| What you need to do |
Report every line of the records below that contains the word "another".

BEGIN The input

PR #446, opened 2017-10-02
Add a _norm_list function to guid type generation.

vEpiphyte:
This allows for stable guid generation from strings using a storm list syntax. Add test coverage for the guid generation via API and storm.

### DIFF
--- a/synapse/datamodel.py
+++ b/synapse/datamodel.py
@@ -267,7 +267,7 @@ class DataModel(s_types.TypeLib):
         ptype = info.get('ptype')
         if ptype is not None:
             dtyp = self.reqDataType(ptype)
-            pdtyp = dtyp.extend(name=dtyp.name, ppath=prop, **dtyp.info)
+            pdtyp = dtyp.extend(dtyp.name, prop=prop)
             self.propsbytype[ptype].append(pdef)
             self.propsdtyp[prop] = pdtyp
 
--- a/synapse/datamodel.py
+++ b/synapse/datamodel.py
@@ -103,6 +103,7 @@ class DataModel(s_types.TypeLib):
         self.defvals = collections.defaultdict(list)
         self.subprops = collections.defaultdict(list)
         self.propsbytype = collections.defaultdict(list)
+        self.propsdtyp = {}
 
         self.globs = []
         self.cache = {} # for globs
@@ -265,8 +266,10 @@ class DataModel(s_types.TypeLib):
 
         ptype = info.get('ptype')
         if ptype is not None:
-            self.reqDataType(ptype)
+            dtyp = self.reqDataType(ptype)
+            pdtyp = dtyp.extend(name=dtyp.name, ppath=prop, **dtyp.info)
             self.propsbytype[ptype].append(pdef)
+            self.propsdtyp[prop] = pdtyp
 
         self.props[prop] = pdef
         self.props[(form, relname)] = pdef
@@ -473,12 +476,22 @@ class DataModel(s_types.TypeLib):
 
     def getPropType(self, prop):
         '''
-        Return the data model type instance for the given property,
-         or None if the data model doesn't have an entry for the property.
+        Return the data model type instance for the given property, or
+        None if the data model doesn't have an entry for the property.
 
-        Example:
-            ptype = model.getPropType('foo:bar')
+        Args:
+            prop (str): Property to get the DataType instance for.
+
+        Returns:
+            s_types.DataType: A DataType for a given property.
         '''
+
+        # Default to pulling dtype from the propsdtyp dict
+        dtyp = self.propsdtyp.get(prop)
+        if dtyp:
+            return dtyp
+
+        # Otherwise, fall back on getPropDef/getDataType methods.
         pdef = self.getPropDef(prop)
         if pdef is None:
             return None
--- a/synapse/datamodel.py
+++ b/synapse/datamodel.py
@@ -394,10 +394,33 @@ class DataModel(s_types.TypeLib):
         '''
         Return a normalized system mode value for the given property.
 
-        Example:
+        Args:
+            prop (str): Property to normalize.
+            valu: Input value to normalize.
+            oldval: Optional previous version of the value.
 
-            valu,subs = model.getPropNorm(prop,valu)
+        Examples:
+            Normalize an IPV4 address::
 
+                valu, subs = model.getPropNorm('inet:ipv4', '1.2.3.4')
+                # valu = 16909060
+
+            Normalize a DNS A record::
+
+                valu, subs = model.getPropNorm('inet:dns:a', 'woot.com/1.2.3.4')
+                # valu = 'woot.com/1.2.3.4'
+                # subs['fqdn'] = 'woot.com'
+                # subs['fqdn:domain'] = 'com'
+                # subs['fqdn:host'] = 'woot'
+                # subs['ipv4'] = 16909060
+
+        Notes:
+            If the requested property is not part of the data model, this returns the input valu. If this is not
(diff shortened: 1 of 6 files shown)


synapse/lib/types.py
```diff
@@ -80,38 +80,90 @@ def __init__(self, tlib, name, **info):
...
 
         iden = node[1].get(node[1].get('tufo:form'))
         return iden, {}
 
+    def _norm_list(self, valu, oldval=None):
+
+        if not valu:
+            self._raiseBadValu(valu=valu, mesg='No valus present in list to make a guid with')
+
+        subprops = self._getSubProps(self.name)
```
vEpiphyte: this allows for subs to be spit out when the normed value is a form (that has subs).  however, an arbitrary property which is a ptype='guid' will fail here, since the 'guid' type has no subs itself.

synapse/lib/types.py
```diff
@@ -80,38 +80,90 @@ def __init__(self, tlib, name, **info):
...
+        if not subprops:
+            self._raiseBadValu(valu,
+                               form=self.name,
+                               mesg='Cannot norm a guid valu as a list if there are no subprops for the form'
+                               )
+        valid_props = set()
+        for fullprop, pnfo in subprops:
+            valid_props.add(pnfo.get('relname'))
```
vEpiphyte: This uses the `rel:prop=valu` syntax, instead of `:rel:prop=valu` syntax.  Do we want to enforce the second one here?

synapse/tests/test_types.py
```diff
@@ -543,6 +543,46 @@ def test_types_isguid(self):
...
+            self.raises(BadTypeValu, core.getPropNorm, 'guidform', '   ')
+            self.raises(BadTypeValu, core.getPropNorm, 'guidform', '()')
+            self.raises(BadTypeValu, core.getPropNorm, 'guidform', [])
+            self.raises(BadTypeValu, core.getPropNorm, 'guidform', '(foo, bar)')
+            self.raises(BadTypeValu, core.getPropNorm, 'guidform', (['baz', '2'], ('foo', '1', 'blerp')))
+            self.raises(BadTypeValu, core.getPropNorm, 'guidform', '(foo="1",junkProp=2)')
+            self.raises(BadTypeValu, core.getPropNorm, 'guidform', 'totally not a guid')
+            self.raises(BadTypeValu, core.getPropNorm, 'guidform', 1234)
+            self.raises(BadTypeValu, core.getPropNorm, 'guidform', '$1234')
+            self.raises(BadTypeValu, core.getTypeNorm, 'guid', '(foo=1)')
```
vertexmc: Tests look good, I added another one here when I was playing around with this branch locally:
`self.raises(BadSyntaxError, core.getPropNorm, 'guidform', '(foo="1",baz=2')`

vEpiphyte: At one point I had a test like that but its really a syntax parsing error, not a guid error

synapse/lib/types.py
invisig0th: getPropNorm gets the normalizer from getPropType(pdef.get('ptype')) which would often behave like it only acted on  forms since they are synonymous in many cases.  However, that means that a given DataType instance knows it's *type* name, but not it's *prop* name.  We'll still need a tweak to construct a new DataType instance for each prop, where each DataType instance has explicit knowledge of it's property name (which would naturally include forms).

For example, any form that is ptype=guid would not currently function either.

synapse/lib/types.py
```diff
@@ -80,38 +80,90 @@ def __init__(self, tlib, name, **info):
...
+        vals = []
+
+        for kv in valu:
+            if not isinstance(kv, (list, tuple)) or not len(kv) == 2:
+                self._raiseBadValu(valu, kv=kv, mesg='Expected a list or tuple of length 2')
+            k, v = kv
+            if k not in valid_props:
+                self._raiseBadValu(valu, k=k, mesg='Non-model property provided when making a stable guid.')
+            fullprop = self.name + ':' + k
+            v, _ = self._getPropNorm(fullprop, v)
```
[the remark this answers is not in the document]

synapse/tests/test_types.py
```diff
@@ -543,6 +543,46 @@ def test_types_isguid(self):
...
+    def test_types_guid(self):
+        with self.getRamCore() as core:
+
+            # Random guids from "*"
+            v0, _ = core.getPropNorm('guidform', '*')
+            v1, _ = core.getPropNorm('guidform', '*')
+            self.true(s_types.isguid(v0))
+            self.true(s_types.isguid(v1))
+            self.ne(v0, v1)
+
```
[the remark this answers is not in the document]
vEpiphyte: fixed

synapse/lib/types.py
```diff
@@ -80,38 +80,90 @@ def __init__(self, tlib, name, **info):
...
+                               mesg='Cannot norm a guid valu as a list if there are no subprops for the form'
+                               )
+        valid_props = set()
+        for fullprop, pnfo in subprops:
+            valid_props.add(pnfo.get('relname'))
+
+        vals = []
+
+        for kv in valu:
+            if not isinstance(kv, (list, tuple)) or not len(kv) == 2:
```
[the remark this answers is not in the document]
vEpiphyte: I actually did a long bit of thought with this. In the end, i'd rather fail gracefully for remote users and give them a useful message than blow up and leave them wondering what was wrong with their input.

synapse/lib/types.py
vEpiphyte: @therealsilence Do you have any input on this?

synapse/lib/types.py
```diff
@@ -80,38 +80,90 @@ def __init__(self, tlib, name, **info):
...
+                self._raiseBadValu(valu, kv=kv, mesg='Expected a list or tuple of length 2')
+            k, v = kv
+            if k not in valid_props:
```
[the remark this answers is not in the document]

synapse/lib/types.py
vEpiphyte: Fixed this

synapse/lib/types.py
therealsilence: No strong feelings...if by "stable guid generation" we're (essentially, from a dumb analyst perspective) saying if some set of "foothings" are input as elements to a comp type (regular or comp with optionals), then the guid should be predictable based on the input" then I agree with @invisig0th that it's helpful to keep the same syntax (no colon) as "similar" processes.

vEpiphyte: okie - will leave these as-is and avoid the `:rel:prop` syntax.

synapse/datamodel.py
```diff
@@ -265,8 +266,10 @@ def addPropDef(self, prop, **info):
 
         ptype = info.get('ptype')
         if ptype is not None:
-            self.reqDataType(ptype)
+            dtyp = self.reqDataType(ptype)
+            pdtyp = dtyp.extend(name=dtyp.name, ppath=prop, **dtyp.info)
```
invisig0th: nice use of the extend() method.  specifying **dtyp.info is not needed ( extend internally sets info defaults from self.info )
Any not to go with just "prop" for the additional info?

invisig0th: Oh, and plz dont use named arg syntax for non kwargs :D   ( name= )

invisig0th: Continuing to think on this, would it make sense to just specify the prop as name to the new dtype?  dunno... maybe.

synapse/datamodel.py
```diff
@@ -394,10 +397,33 @@ def getPropNorm(self, prop, valu, oldval=None):
         '''
         Return a normalized system mode value for the given property.
 
-        Example:
+        Args:
```
invisig0th: thx!

PR #449, opened 2017-10-04
thin out event bus for transient use in perf code

invisig0th:


synapse/models/gov/cn.py
```diff
@@ -20,8 +19,10 @@ def getBaseModels():
         name = 'gov:cn'
         return ((name, modl), )
 
-    @on('node:add', form='gov:cn:mucd')
-    def _onFormMucd(self, mesg):
+    def initCoreModule(self):
+        self.core.on('node:add', self._onAddMucd, form='gov:cn:mucd')
```
vEpiphyte: core events are already distributed to coremodules.

synapse/models/inet.py
```diff
@@ -332,13 +331,16 @@ def repr(self, valu):
...
 class InetMod(CoreModule):
+
     def initCoreModule(self):
         # add an inet:defang cast to swap [.] to .
         self.core.addTypeCast('inet:defang', castInetDeFang)
         self.core.addTypeCast('inet:ipv4:cidr', ipv4cidr)
         self.onFormNode('inet:fqdn', self.onTufoFormFqdn)
         self.onFormNode('inet:passwd', self.onTufoFormPasswd)
 
+        self.core.on('node:prop:set', self.onSetFqdnSfx, prop='inet:fqdn:sfx')
```
vEpiphyte: core events are already distributed to coremodules.

synapse/models/infotech.py
```diff
@@ -262,10 +261,9 @@ def getBaseModels():
 
         return models
 
-    def intiCoreModule(self):
-        pass
+    def initCoreModule(self):
+        self.core.on('node:form', self._onFormItDevStr, form='it:dev:str')
```
vEpiphyte: coremodule onFormNode helper exists for this purpose

synapse/models/gov/cn.py
invisig0th: was thinking a bit about this...  having every loaded module link()'d to the event bus may eventually bite us.  It doesn't seem like too much of a burden to expect a module developer to register his callbacks directly with the cortex, but i'm biased ;)  Thoughts?

invisig0th: We could also break out more "helpers" that implement the callback registration with the cortex....

vEpiphyte: Under load we spend alot of time doing nothing in dist() for all the linked coremodules currently.  It just isn't super-evident; so moving towards a "more helpers" model which do linkages to the core directly is probably a good balance.

vEpiphyte: thinking about this more - i think its reasonable to add more helpers so simple model callbacks don't need to think too hard; and everything else can require a dev to do explicit link  / onfini unlinking since they're doing something above and beyond simple model callbacks?

synapse/models/inet.py
vertexmc: does this still need to be addressed?

synapse/lib/module.py
```diff
@@ -207,4 +207,54 @@ def fini():
         self.core.on('node:form', distfunc, form=form)
         self.onfini(fini)
 
+    def onNodeAdd(self, func, form=None):
```
vEpiphyte: we should have a fini() which removes the callback

synapse/lib/module.py
```diff
@@ -207,4 +207,54 @@ def fini():
...
+            def callback(node):
+                dostuff(node)
+
+            self.onNodeDel(callback, form='inet:fqdn')
+        '''
+        def dist(mesg):
+            node = mesg[1].get('node')
+            func(node)
+
+        self.core.on('node:del', dist, form=form)
```
vEpiphyte: we should have a fini() which removes the callback

PR #450, opened 2017-10-05
Fix stable guid generation for sepr types

vEpiphyte:
Make sepr type normalization (in multifield types) prefer the .prop version of a DataType instance when norming a .prop.

This allows a sepr type to contain a guid type for doing norming during stable guid generation.  Also fixes comp types.

### DIFF
--- a/synapse/tests/test_lib_storm.py
+++ b/synapse/tests/test_lib_storm.py
@@ -649,6 +649,9 @@ class StormTest(SynTest):
             self.notin('.new', node1[1])
             self.eq(node0[0], node1[0])
 
+            node2 = core.eval('addnode(ps:hasnetuser, ((guidname="bob gray"),vertex.link/pennywise))')[0]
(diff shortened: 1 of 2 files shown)


synapse/tests/test_lib_storm.py
```diff
@@ -649,6 +649,9 @@ def test_storm_guid_stablegen(self):
             self.notin('.new', node1[1])
             self.eq(node0[0], node1[0])
 
+            node2 = core.eval('addnode(ps:hasnetuser, ((guidname="bob gray"),vertex.link/pennywise))')[0]
```
vertexmc: I would add another test with `ou:hasnetuser` which is a comptype. I get the same error for each locally.

vertexmc: I just tried it out on my local, it works for `sepr` but does not work for `comp`

vEpiphyte: added

vertexmc: thanks!

PR #898, opened 2018-08-09
network graph edge generation fix for storm

invisig0th:


synapse/lib/ast.py
```diff
@@ -151,23 +151,43 @@ def getInput(self, snap):
...
+
+            self._iterGraph(node, path)
+
+            yield node, path
 
     def _iterGraph(self, node, path):
 
         self._graph_done[node.ndef] = True
 
+        done = {}
```
jnwatson: you don't like sets?

synapse/lib/ast.py
```diff
@@ -151,23 +151,43 @@ def getInput(self, snap):
     def _finiGraph(self):
 
         # gather up any remaining todo nodes
-        for ndef in self._graph_want.keys():
+        while self._graph_want:
+
+            ndef = self._graph_want.popleft()
```
jnwatson: I don't see a particular reason why you have to process the nodes in FIFO order. You could pop off the right (FILO style) and use a regular list for _graph_want.

jnwatson: (Essentially changes from breadth-first to depth first). Yeah, maybe breadth first might be more convenient to render.

PR #905, opened 2018-08-16
implements a IntBase class so cmpr/indx can be inherited by Int and Time types

invisig0th:


synapse/tests/test_cortex.py
```diff
@@ -1303,3 +1303,25 @@ def test_syn_ingest_local(self):
 
         with self.getTestCore() as core:
             self._validate_feed(core, gestdef, guid, seen, pack=True)
+
+    def test_cortex_int_indx(self):
```
vEpiphyte: should probably move this to test_types

PR #906, opened 2018-08-17
010 node helpers

vEpiphyte:


synapse/lib/node.py
```diff
@@ -511,3 +511,113 @@ def fork(self, node):
         nodes.append(node)
 
         return Path(self.vars, nodes)
+
+def props(node):
```
invisig0th: i've been using "pode" for a packed node, might go well here to avoid confusion over node being a Node()?

vEpiphyte: sure - quick change

PR #909, opened 2018-08-20
Fix stuck coroutines on fini'd proxy object, improve test coverage

jnwatson:


synapse/tests/test_telepath.py
```diff
@@ -174,9 +179,35 @@ def test_telepath_basics(self):
             prox = await s_telepath.openurl('tcp://127.0.0.1/foo', port=addr[1])
             genr = prox.corogenr(3)
             self.eq([0, 1, 2], [x async for x in await genr])
-            # To act the same as a local object, should be:
+            # To act the same as a local object, would be:
             # self.eq([0, 1, 2], [x async for x in genr])
 
+            aitr = (await prox.corogenr('fred')).__aiter__()
+            await self.asyncraises(s_exc.SynErr, aitr.__anext__())
```
vEpiphyte: is there a specific error raised here?

synapse/tests/test_cortex.py
```diff
@@ -1325,3 +1325,8 @@ def test_cortex_int_indx(self):
             self.len(0, core.eval('testint<10'))
             self.len(0, core.eval('testint<20'))
             self.len(1, core.eval('testint<30'))
+
+            list(core.eval('[testint=99999]'))
```
vEpiphyte: what's this for?

synapse/tests/test_telepath.py
jnwatson: yes, yes there is.

synapse/tests/test_cortex.py
jnwatson: Imagine a different backing store might implement open vs. closed interval differently.

synapse/tests/test_cortex.py
```diff
@@ -1381,3 +1381,8 @@ def test_cortex_int_indx(self):
             self.len(1, core.eval('teststr +teststr:tick<201808021202'))
             self.len(0, core.eval('teststr +teststr:tick<201808021201'))
             self.len(0, core.eval('teststr +teststr:tick<201808021200'))
+
+            list(core.eval('[testint=99999]'))
+            self.len(1, core.eval('testint<=20'))
+            self.len(1, core.eval('testint>20'))
```
vEpiphyte: Do we want to add a `>=` test here as well, just  ensure we're well behaved at that boundary?

jnwatson: ok

PR #913, opened 2018-08-24
010 refs

vEpiphyte:
replace 00x refs command with a auto-traversing storm command

### DIFF
--- a/synapse/lib/storm.py
+++ b/synapse/lib/storm.py
@@ -163,7 +163,7 @@ class DelNodeCmd(Cmd):
         if self.opts.force:
             if snap.user is not None and not snap.user.admin:
                 mesg = '--force requires admin privs.'
-                return self._onAuthDeny(mesg)
+                return snap._onAuthDeny(mesg)
 
         for node, path in genr:
             node.delete(force=self.opts.force)
--- a/synapse/lib/storm.py
+++ b/synapse/lib/storm.py
@@ -484,7 +484,7 @@ class RefsCmd(Cmd):
                 visited = set()
 
             # Don't revisit the inbound node from genr
-            visited.add(node.ndef)
+            visited.add(node.buid)
 
             yield from self.doRefs(node, path, visited)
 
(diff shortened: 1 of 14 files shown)


synapse/lib/storm.py
```diff
@@ -388,3 +394,167 @@ def runStormCmd(self, snap, genr):
...
+        pars = Cmd.getArgParser(self)
+        pars.add_argument('-d', '--degrees', type=int, default=1, action='store',
+                          help='Number of degrees to walk from the source node.')
+        pars.add_argument('--traverse-edge', default=False, action='store_true',
+                          help='Traverse Edge type nodes, if encountered, to '
+                               'the opposite side of them, if the opposite '
+                               'side has not yet been encountered.')
+        pars.add_argument('--join', default=False, action='store_true',
+                          help='Include source nodes in the output of the refs command.')
+        pars.add_argument('--omit-traversal-form', action='append', default=[], type=str,
```
vEpiphyte: Some of these arguments are pretty long - i'm open to changing them and providing short (single character) alternatives.

synapse/lib/storm.py
```diff
@@ -388,3 +394,167 @@ def runStormCmd(self, snap, genr):
             node = snap.getNodeByBuid(buid)
             if node:
                 yield node, node.initPath()
+
+class RefsCmd(Cmd):
+    '''
+    Get nodes adjacent to inbound nodes.
```
vEpiphyte: need better doc here

synapse/lib/storm.py
whippit: +1 to having a short form and long form.

synapse/lib/storm.py
```diff
@@ -388,3 +394,167 @@ def runStormCmd(self, snap, genr):
...
+    '''
+    name = 'refs'
+    def getArgParser(self):
+        pars = Cmd.getArgParser(self)
+        pars.add_argument('-d', '--degrees', type=int, default=1, action='store',
```
whippit: Consider adding choices here to constrain silliness and you can remove the check in `runStormCmd`.  `choices=xrange(1, 10)` or some such

vEpiphyte: per discussion, we're allowing a user to have as much silliness as possible.

whippit: :rofl:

END The input

| Output below |
vertexmc: Tests look good, I added another one here when I was playing around with this branch locally:
vertexmc: I would add another test with `ou:hasnetuser` which is a comptype. I get the same error for each locally.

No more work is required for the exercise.